In deze bespreking zal ik zo dicht mogelijk bij het werk van de hematoloog – die ook dichter was – blijven. Als hematoloog schreef Vroman het eerlijke, boeiende en leesbare boek Bloed (Amsterdam, 1968), waarin hij op een fascinerende manier het stollingsproces heeft beschreven. Zonder dat stollingsproces, zowel in letterlijke als figuurlijke zin, had ik nooit een persoonlijke canon kunnen samenstellen. Merkwaardig genoeg gaat het citaat uit het werk van Hillenius ook voor het stollingsproces op. In Vromans nieuwe bundel heeft Mirjam van Hengel ‘de mooiste gedichten over het leven in en rondom ons’ verzameld. De schrijfster is vertrouwd met de wereld en het werk van Vroman, ze publiceerde in 2014 Hoe mooi alles, een boek over Leo en Tineke Vroman. In de inleiding stelt Van Hengel dat Vroman alles als een wonder heeft ervaren. Voor de dichter was niets vanzelfsprekend, tenzij misschien de wind die in vele gedichten als natuurkracht en boodschapper aanwezig is. In zijn gedichten is de natuur nooit een metafoor, want volgens Vroman is ‘natuur het enige waar we echt iets over kunnen zeggen.’ (11)

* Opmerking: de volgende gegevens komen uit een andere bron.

PR #501, opened 2021-01-06
Add MaxBatchSize support

nickibi:
This PR is adding max batch size support:
1. Add MaxBatchSize annotation and expose it in the IDL.
2. Add validation based on the max batch size 
3. Add resource compatibility check rules for MaxBatchSize
4. Add related tests

### DIFF
--- a/restli-common/src/main/pegasus/com/linkedin/restli/restspec/RestMethodSchema.pdl
+++ b/restli-common/src/main/pegasus/com/linkedin/restli/restspec/RestMethodSchema.pdl
@@ -29,4 +29,10 @@ record RestMethodSchema includes CustomAnnotationSchema, ServiceErrorsSchema, Su
    * Indicates if this rest method has paging support using the start and count parameters
    */
   pagingSupported: optional boolean
+
+  /**
+   * Specifies the max batch size allowed for this method. It supports BATCH_GET, BATCH_CREATE, BATCH_DELETE,
+   * BATCH_UPDATE and BATCH_PARTIAL_UPDATE methods.
+   */
+  maxBatchSize: optional MaxBatchSizeSchema
 }
--- a/restli-int-test/src/test/java/com/linkedin/restli/examples/TestMaxBatchSize.java
+++ b/restli-int-test/src/test/java/com/linkedin/restli/examples/TestMaxBatchSize.java
@@ -1,0 +1,333 @@
+/*
+   Copyright (c) 2021 LinkedIn Corp.
+
+   Licensed under the Apache License, Version 2.0 (the "License");
+   you may not use this file except in compliance with the License.
+   You may obtain a copy of the License at
+
+       http://www.apache.org/licenses/LICENSE-2.0
+
+   Unless required by applicable law or agreed to in writing, software
+   distributed under the License is distributed on an "AS IS" BASIS,
+   WITHOUT WARRANTIES OR CONDITIONS OF ANY KIND, either express or implied.
+   See the License for the specific language governing permissions and
+   limitations under the License.
+ */
+
+package com.linkedin.restli.examples;
+
+import com.linkedin.r2.RemoteInvocationException;
+import com.linkedin.restli.client.BatchGetEntityRequest;
+import com.linkedin.restli.client.Request;
+import com.linkedin.restli.client.Response;
+import com.linkedin.restli.client.RestLiResponseException;
+import com.linkedin.restli.client.response.BatchKVResponse;
+import com.linkedin.restli.client.util.PatchGenerator;
+import com.linkedin.restli.common.BatchCollectionResponse;
+import com.linkedin.restli.common.BatchFinderCriteriaResult;
+import com.linkedin.restli.common.CollectionResponse;
+import com.linkedin.restli.common.CreateStatus;
+import com.linkedin.restli.common.EntityResponse;
+import com.linkedin.restli.common.HttpStatus;
+import com.linkedin.restli.common.PatchRequest;
+import com.linkedin.restli.common.UpdateStatus;
+import com.linkedin.restli.examples.greetings.api.Greeting;
+import com.linkedin.restli.examples.greetings.api.GreetingCriteria;
+import com.linkedin.restli.examples.greetings.api.Tone;
+import com.linkedin.restli.examples.greetings.client.BatchGreetingBuilders;
+import com.linkedin.restli.examples.greetings.client.BatchGreetingRequestBuilders;
+
+import com.linkedin.restli.test.util.RootBuilderWrapper;
+import java.util.Arrays;
+import java.util.HashMap;
+import java.util.List;
+import java.util.Map;
+import org.testng.Assert;
+import org.testng.annotations.AfterClass;
+import org.testng.annotations.BeforeClass;
+import org.testng.annotations.DataProvider;
+import org.testng.annotations.Test;
+
+/**
+ * Integration tests to test MaxBatchSize annotation on different batch methods (batchGet, batchCreate, batchUpdate,
+ * batchPartialUpdate, batchDelete, batchFinder).
+ * These integration tests send requests to {@link com.linkedin.restli.examples.greetings.server.BatchGreetingResource}
+ *
+ * @author Yingjie Bi
+ */
+public class TestMaxBatchSize extends RestLiIntegrationTest
+{
+
+  private static final Greeting GREETING_ONE;
+  private static final Greeting GREETING_TWO;
+  private static final Greeting GREETING_THREE;
+  private static final GreetingCriteria CRITERIA_ONE;
+  private static final GreetingCriteria CRITERIA_TWO;
+  private static final GreetingCriteria CRITERIA_THREE;
+
+  static
+  {
+    GREETING_ONE = new Greeting();
+    GREETING_ONE.setTone(Tone.INSULTING);
+    GREETING_ONE.setId(1l);
+    GREETING_ONE.setMessage("Hi");
+
+    GREETING_TWO = new Greeting();
+    GREETING_TWO.setTone(Tone.FRIENDLY);
+    GREETING_TWO.setId(2l);
+    GREETING_TWO.setMessage("Hello");
+
+    GREETING_THREE = new Greeting();
+    GREETING_THREE.setTone(Tone.SINCERE);
+    GREETING_THREE.setId(3l);
+    GREETING_THREE.setMessage("How are you?");
+
+    CRITERIA_ONE = new GreetingCriteria().setId(1l);
+    CRITERIA_TWO = new GreetingCriteria().setId(2l);
+    CRITERIA_THREE = new GreetingCriteria().setId(3l);
+  }
+
+  @BeforeClass
+  public void initClass() throws Exception
+  {
+    super.init();
+  }
+
+  @AfterClass
+  public void shutDown() throws Exception
+  {
+    super.shutdown();
+  }
+
+  @Test(dataProvider = com.linkedin.restli.internal.common.TestConstants.RESTLI_PROTOCOL_1_2_PREFIX + "requestBuilderDataProvider")
+  public void testBatchCreateWithMaxBatchSizeUnderLimitation(RootBuilderWrapper<Long, Greeting> builders) throws RemoteInvocationException
+  {
+    Request<CollectionResponse<CreateStatus>> request = builders.batchCreate()
+        .inputs(Arrays.asList(GREETING_ONE, GREETING_TWO)).build();
+
+    Response<CollectionResponse<CreateStatus>> createResponse =
+        getClient().sendRequest(request).getResponse();
+    Assert.assertEquals(createResponse.getStatus(), 200);
+  }
+
+  @Test(dataProvider = com.linkedin.restli.internal.common.TestConstants.RESTLI_PROTOCOL_1_2_PREFIX + "requestBuilderDataProvider")
+  public void testBatchCreateWithMaxBatchSizeBeyondLimitation(RootBuilderWrapper<Long, Greeting> builders) throws RemoteInvocationException
+  {
+    Request<CollectionResponse<CreateStatus>> request = builders.batchCreate()
+        .inputs(Arrays.asList(GREETING_ONE, GREETING_TWO, GREETING_THREE)).build();
+
+    try
+    {
+      getClient().sendRequest(request).getResponse();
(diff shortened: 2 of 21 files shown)


BrianPin (approved):
LGTM after I been introduce through and read again

restli-server/src/main/java/com/linkedin/restli/server/BaseRestLiServer.java
```diff
@@ -233,4 +237,69 @@ private RestLiArgumentBuilder lookupArgumentBuilder(ResourceMethodDescriptor met
...
+  /**
+   * Method is used to validate the request's batch size is under
+   * the allowed max batch size which is defined in the server resource.
+   *
+   * @throws RestLiServiceException if request's batch size is larger than the allowed max batch size.
+   */
+  private void validateMaxBatchSize(RestLiRequestData requestData, ResourceMethodDescriptor method,
+      ServerResourceContext context) throws RestLiServiceException
+  {
+    MaxBatchSizeSchema maxBatchSizeAnnotation = method.getMaxBatchSize();
```
BrianPin, line 250: nit, I think we can check method first, and return early if the method does not have anything to do with batches.

nickibi: MaxBatchSize annotation is only allowed to add on batch methods. We have such guard in annotation reader. If maxBatchSizeAnnotation == null, it is either a non-batch method or batch method without max batch size annotation. In another word, it includes check the method is batch method or not. We do not need to specify check method itself.  I do not see much value provided if we specifically check the method type first here.

restli-server/src/main/java/com/linkedin/restli/server/BaseRestLiServer.java
```diff
@@ -233,4 +237,69 @@ private RestLiArgumentBuilder lookupArgumentBuilder(ResourceMethodDescriptor met
...
+      Integer criteriaParamIndex = method.getBatchFinderCriteriaParamIndex();
+      Parameter<?> criteriaParam = parameterList.get(criteriaParamIndex);
+      DataList criteriaList = (DataList) context.getStructuredParameter(criteriaParam.getName());
+      return criteriaList.size();
+    }
+    catch (Exception e)
+    {
+      throw new RestLiServiceException(HttpStatus.S_400_BAD_REQUEST,
+          String.format("The batchFinder method: %s does not provide the correct criteria list: %s .",
+              method.getMethod(), e.getMessage()));
```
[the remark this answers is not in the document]
karthikbalasub: On second thought, how about moving this validation after we build the arguments? 
Look for `restLiArgumentBuilder.buildArguments` in RestLiMethodInvoker (line 324). 

Validating input params should happen before we check for batch size. Also, the argument builder has special logic to wrap single element into an array (this can happen for protocol 1.0.0).

What do you think?

restli-tools/src/main/java/com/linkedin/restli/tools/compatibility/ResourceCompatibilityChecker.java
```diff
@@ -1382,4 +1389,73 @@ private void loadResourceLevelServiceErrors(RecordTemplate previousRecord, Recor
...
+    else
+    {
+      int prevValue = prevMaxBatchSize.getValue();
+      int currValue = currMaxBatchSize.getValue();
+      boolean prevValidate = prevMaxBatchSize.isValidate();
+      boolean currValidate = currMaxBatchSize.isValidate();
+      if(prevValue < currValue)
+      {
+        // Increasing max batch size value
+        _infoMap.addRestSpecInfo(CompatibilityInfo.Type.MAX_BATCH_SIZE_VALUE_INCREASED, _infoPath);
```
karthikbalasub, line 1434: This can be incompatible if prevValidate = false and currValidate == true

restli-tools/src/main/java/com/linkedin/restli/tools/compatibility/ResourceCompatibilityChecker.java
```diff
@@ -1382,4 +1389,73 @@ private void loadResourceLevelServiceErrors(RecordTemplate previousRecord, Recor
...
+      else if (prevValue == currValue)
+      {
+        if (prevValidate && !currValidate)
+        {
+          _infoMap.addRestSpecInfo(CompatibilityInfo.Type.MAX_BATCH_SIZE_VALUE_TURN_OFF_VALIDATION, _infoPath);
+        }
+        else if (!prevValidate && currValidate)
+        {
+          _infoMap.addRestSpecInfo(CompatibilityInfo.Type.MAX_BATCH_SIZE_VALUE_TURN_ON_VALIDATION, _infoPath);
+        }
```
karthikbalasub, line 1445: This should be the highest precedence check

restli-server/src/main/java/com/linkedin/restli/internal/server/model/RestLiAnnotationReader.java
```diff
@@ -3201,4 +3216,34 @@ private static String buildExceptionLocationString(Class<?> resourceClass, Metho
...
+    }
+
+    // Only batch methods are allowed to use MaxBatchSize annotation.
+    if (!BATCH_METHODS.contains(resourceMethod))
+    {
+      throw new ResourceConfigException(String.format("The resource method: %s cannot use MaxBatchSize.",
+          resourceMethod.toString()));
+    }
+    MaxBatchSizeSchema maxBatchSizeSchema = new MaxBatchSizeSchema();
+    maxBatchSizeSchema.setValue(maxBatchSizeAnnotation.value());
```
karthikbalasub, line 3245: Check value should be > 0

restli-server/src/main/java/com/linkedin/restli/server/BaseRestLiServer.java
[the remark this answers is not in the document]
nickibi: I agree with that validate input params should happen before we check batch size. 
Are you suggesting we move the whole batch size validation into the RestLiMethodInvoker, before rest.li invokes the resource method(line 326)?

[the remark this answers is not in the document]
karthikbalasub: yes

restli-server/src/main/java/com/linkedin/restli/internal/server/model/RestLiAnnotationReader.java
```diff
@@ -3201,4 +3216,34 @@ private static String buildExceptionLocationString(Class<?> resourceClass, Metho
...
+    final MaxBatchSize maxBatchSizeAnnotation = method.getAnnotation(MaxBatchSize.class);
+    if (maxBatchSizeAnnotation == null)
+    {
+      return;
+    }
+
+    // Only batch methods are allowed to use MaxBatchSize annotation.
+    if (!BATCH_METHODS.contains(resourceMethod))
+    {
+      throw new ResourceConfigException(String.format("The resource method: %s cannot use MaxBatchSize.",
```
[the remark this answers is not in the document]
nickibi: Fixed

restli-server/src/main/java/com/linkedin/restli/server/BaseRestLiServer.java
```diff
@@ -233,4 +237,69 @@ private RestLiArgumentBuilder lookupArgumentBuilder(ResourceMethodDescriptor met
     }
     return argumentBuilder;
   }
+
+  /**
+   * Method is used to validate the request's batch size is under
```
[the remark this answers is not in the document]
nickibi: Fixed

restli-server/src/main/java/com/linkedin/restli/server/BaseRestLiServer.java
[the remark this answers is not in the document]
nickibi: Moved the validation into RestLiMethodInvoker.

restli-tools/src/main/java/com/linkedin/restli/tools/compatibility/ResourceCompatibilityChecker.java
nickibi: That's right, updated the logic here.

restli-tools/src/main/java/com/linkedin/restli/tools/compatibility/ResourceCompatibilityChecker.java
nickibi: Updated

restli-server/src/main/java/com/linkedin/restli/internal/server/model/RestLiAnnotationReader.java
nickibi: Added maxBatchSize value check.

restli-server/src/main/java/com/linkedin/restli/internal/server/RestLiMethodInvoker.java
```diff
@@ -331,6 +338,60 @@ public void invoke(final RestLiRequestData requestData,
...
+        return 0;
+    }
+  }
+
+  private int getBatchFinderCriteriaNumber(ResourceMethodDescriptor method, ServerResourceContext resourceContext)
+  {
+    List<Parameter<?>> parameterList = method.getParameters();
+    Integer criteriaParamIndex = method.getBatchFinderCriteriaParamIndex();
+    Parameter<?> criteriaParam = parameterList.get(criteriaParamIndex);
+    DataList criteriaList = (DataList) resourceContext.getStructuredParameter(criteriaParam.getName());
```
karthikbalasub, line 391: This can be a single entity (not DataList) for protocol 1.0.0. There is a special logic to convert it to *Array type when we build args. It would be cleaner to use the args for the batch finder case.

restli-int-test/src/test/java/com/linkedin/restli/examples/TestMaxBatchSize.java
```diff
@@ -0,0 +1,320 @@
...
+
+  @Test(dataProvider = com.linkedin.restli.internal.common.TestConstants.RESTLI_PROTOCOL_1_2_PREFIX + "requestBuilderDataProvider")
+  public void testBatchFinderWithMaxBatchSizeUnderLimitation(RootBuilderWrapper<Long, Greeting> builders) throws RemoteInvocationException
+  {
+    GreetingCriteria c1 = new GreetingCriteria().setId(1l);
+    GreetingCriteria c2 = new GreetingCriteria().setId(2l);
+
+    Request<BatchCollectionResponse<Greeting>> request = builders.batchFindBy("searchGreetings")
+        .setQueryParam("criteria",
+        Arrays.asList(c1, c2)).build();
```
karthikbalasub, line 276: Add a test with just one criteria.

restli-server/src/main/java/com/linkedin/restli/internal/server/RestLiMethodInvoker.java
nickibi: You are talking about this logic https://github.com/linkedin/rest.li/blob/99999589f89a168a0528aabc4d25c797b755b57b/restli-server/src/main/java/com/linkedin/restli/internal/server/methods/arguments/ArgumentBuilder.java#L505, right? However, for batchFInder case it will never fall in to this statement:https://github.com/linkedin/rest.li/blob/99999589f89a168a0528aabc4d25c797b755b57b/restli-server/src/main/java/com/linkedin/restli/internal/server/methods/arguments/ArgumentBuilder.java#L225. Because batchFinder criteria param is required to use array of record template: https://linkedin.github.io/rest.li/batch_finder_resource_method#method-annotation-and-parameters. It will go to buildRegularArgument path https://github.com/linkedin/rest.li/blob/99999589f89a168a0528aabc4d25c797b755b57b/restli-server/src/main/java/com/linkedin/restli/internal/server/methods/arguments/ArgumentBuilder.java#L232, because the type is array.
I added a test which has one criteria, it works for both protocol 1.0 and 2.0. The request was build through rest.li request builder. 
I also tested build request by a url. It works for this one "/batchGreeting?bq=searchGreetings&criteria[0].id=1".
If I changed the request to "/batchGreeting?bq=searchGreetings&criteria.id=1" the ArgumentBuilder throws exception here: https://github.com/linkedin/rest.li/blob/99999589f89a168a0528aabc4d25c797b755b57b/restli-server/src/main/java/com/linkedin/restli/internal/server/methods/arguments/ArgumentBuilder.java#L340, because a datamap cannot cast to a datalist. 
It means if the code reaches the validateMaxBatchSize, it should be a valid case, it is a DataList. 
I could change it to use args, like (RecordTemplate[])(arg[criteriaParamIndex]).length. But I do not see much value it brings.
Let me know what do you think. Thanks.

restli-int-test/src/test/java/com/linkedin/restli/examples/TestMaxBatchSize.java
nickibi: Added one test with just one criteria.

restli-common/src/main/pegasus/com/linkedin/restli/restspec/RestMethodSchema.pdl
```diff
@@ -29,4 +29,10 @@ record RestMethodSchema includes CustomAnnotationSchema, ServiceErrorsSchema, Su
    * Indicates if this rest method has paging support using the start and count parameters
    */
   pagingSupported: optional boolean
+
+  /**
+   * Specifies the max batch size is allowed for this method. It supports BATCH_GET, BATCH_CREATE, BATCH_DELETE,
```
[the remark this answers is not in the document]
nickibi: fixed

restli-server/src/main/java/com/linkedin/restli/internal/server/RestLiMethodInvoker.java
karthikbalasub: For array of records, we generate FooArray classes that extend from WrappingArrayTemplate, which is a sub class of DataTemplate.

I think your logic works for batchFinder because we parse it always as DataList. 
`paramValue.getClass() != DataList.class` will be false in the first check you linked. 

Why we parse it always as DataList? Could be because of the way the data is represented in the URI (and this is an array of complex types).
`criteria[0].id=1` 
in the URI. See the logic here: https://github.com/linkedin/rest.li/blob/master/restli-common/src/main/java/com/linkedin/restli/internal/common/QueryParamsDataMap.java#L288

So for batch finder, your current logic is fine as criteria should be an array of records.

karthikbalasub (approved):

Het lijkt erop dat de dichter het bestaan van cultuur negeert, want ‘de rest van wat ons beheerst en omringt bestaat niet echt.’ (11) Wie alles vanuit een biologische invalshoek bekijkt, kan cultuur vervangen door het begrip ethologie, en precies die connotatie heeft Vroman opgeroepen in het gedicht ‘Wieltjes en wieltjes’: ‘en toch is alles wat we doen natuur / het hopeloos verdwalen in de mode / het elektrisch flitsend kunsthoutvuur / het gek begraven van gewone doden.’(142) De titel verwijst evenwel naar een voorwerp dat bij uitstek past in een cultuurhistorische benadering van het verleden: een wiel. Ook dieren maken gebruik van (onveranderlijke) rituelen – baltsen verloopt op een stereotiepe manier – en hebben oog voor vast verankerde esthetische effecten zoals de grootte van een gewei. Precies daarover gaat het sprookje Het lelijke eendje van Hans Christian Andersen. De rituelen en de esthetiek staan in het teken van de natuur, in casu de voortplanting en het overleven van de soort. De Engelse bioloog Desmond Morris (1928) heeft op een gelijkaardige manier beschreven hoe mensen er op bepaalde tijdstippen alles aan doen om lichamelijk op te vallen. Daarbij maken ze gebruik van hun culturele bagage, en die valt niet samen met wat ethologen als natuur definiëren. Wanneer in de lente vinken hun levensblijheid verkondigen, doen ze dat volgens een vast klankpatroon, mensen maken gebruik van zeer uiteenlopende codes en signalen. De hoofse liefde vereiste een andere woordenschat dan de sms-liefdestaal van de jongeren van vandaag. Wanneer een bever een burcht bouwt, doet hij dat altijd volgens hetzelfde patroon. Mensen bouwen huizen waarin heel verschillende architecturale visies tot uiting komen. Bij Vroman is de poëzie vooral op het leven gericht, maar ‘er waart veel dood, sterven en vergankelijkheid door zijn werk.’ (12)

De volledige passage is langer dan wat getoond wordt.